PR #1100, opened 2025-09-11
Update account_budget_proposal_service.proto

glav-git:
Just a small typo


jskeet:
The files in this repository are published automatically. In this case, the "iff" may not actually be a typo - it's a common abbreviation for "if and only if". (I don't know whether that's intended in this case.)

If you still feel this is an issue, please raise it with the Ads team. Filing an issue in https://github.com/googleads/google-ads-java would be reasonable, for example.

PR #2196, opened 2024-10-09
Update workflows to use real build cache

### LINKED ISSUE #2188: [FEATURE] [CI] Cache build artifacts to reduce build times
Coming from #2187, build times are very slow because of time taken to repeatedly compile the same modules. These build artifacts are stored in various `/target` directories around the OSD directory. A quick search shows 4 general glob patterns (relative to `/OpenSearch-Dashboards`):
- `src/core/target`
- `src/plugins/*/target`
- `packages/*/target`
- `plugins/*/target` <-- We are here

Somehow, we should [cache](https://github.com/actions/cache) these build artifacts.

The tricky thing about a global cache that matches all of these directories' source is that, _in aggregate_, these directories change very often, multiple times per day. This means trying to put all of them in one cache is going to be mostly fruitless. But _individually_, these different packages don't get changed that often: lots of the core plugins and packages have been stable for months or sometimes years, and the "hotspots" for code changes drift over time.

Ideally, we would be able to store one separate cache for each of these modules. This isn't supported very well by the cache action, however. I generally see two options in this direction:
- Write a script to code-generate a large cache action YML that will cache all of these directories individually
- Try to write a bash script directly in the action (I tried it, but it didn't work for reasons I haven't fully debugged #2187)

- No caching: what we've been doing so far. It's worked historically, but the build times are continuing to rack up. The last time I tried to cache builds our builds were at 5 minutes, now (just over a year later) they're at 12.
- One mega-cache: may work in principle, just inefficient, and the cache would be missed more often than not (i.e., for every code change). The issue I saw last time from trying this is that eventually so many differences accumulate from the cache that building all the changes ends up taking longer than just a clean build (#965).
- Only cache the core targets (skip `plugins/*`): also works in principle, but only marginally more efficient than the above since core also changes very often.

N/A

Swiddis:
### Description
Following https://github.com/opensearch-project/OpenSearch-Dashboards/pull/8472 and #2188, this PR switches the cache to the actual build target directories to speed up caching dramatically.

### Issues Resolved
Resolves #2188 
Avenges #925 

### Check List

### DIFF
--- a/.github/workflows/dashboards-observability-test-and-build-workflow.yml
+++ b/.github/workflows/dashboards-observability-test-and-build-workflow.yml
@@ -39,23 +39,6 @@ jobs:
         with:
           path: OpenSearch-Dashboards/plugins/dashboards-observability
 
-      - name: Get yarn cache dir
-        id: setup-yarn
-        shell: bash
-        run: |
-          cd ./OpenSearch-Dashboards
-          source $NVM_DIR/nvm.sh
-          nvm use
-          echo "yarn-cache-dir=$(yarn cache dir)" >> $GITHUB_OUTPUT
-
-      - name: Yarn Cache
-        uses: actions/cache@v4
-        with:
-          path: ${{ steps.setup-yarn.outputs.yarn-cache-dir }}
-          key: ${{ runner.OS }}-yarn-${{ hashFiles('OpenSearch-Dashboards/**/yarn.lock') }}
-          restore-keys: |
-            ${{ runner.OS }}-yarn-
-
       - name: Plugin Bootstrap
         uses: nick-fields/retry@v2
         with:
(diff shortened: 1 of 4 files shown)


.github/workflows/dashboards-observability-test-and-build-workflow.yml
```diff
@@ -135,20 +118,6 @@ jobs:
...
       - run: yarn -v
 
-      - name: Get yarn cache dir
-        id: setup-yarn
-        shell: bash
-        run: |
-          echo "yarn-cache-dir=$(yarn cache dir)" >> $GITHUB_OUTPUT
-
-      - name: Yarn Cache
-        uses: actions/cache@v4
```
joshuali925, line 145: why removing yarn cache? do they actually work? i remember trying to set it up long time ago but didn't work for some reason

joshuali925 (approved):

.github/workflows/dashboards-observability-test-and-build-workflow.yml
Swiddis: In the unit tests they have no performance diff still -- the compilation is implicit to yarn test

TackAdam (approved):
LGTM

.github/workflows/dashboards-observability-test-and-build-workflow.yml
joshuali925: there are two caches, npm packages and transpiled/optimized javascript. does cache for npm packages work in this workflow?

Swiddis: You would expect so, but it doesn't look like it. Bootstrap also doesn't have a noticeable speedup by caching packages.

joshuali925: yeah i think i saw similar results when i tried it, not sure why

RyanL1997 (approved):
——
→ How to complete this task
Determine how many lines above have the string "principle" and output nothing besides the count.

→ The answer
2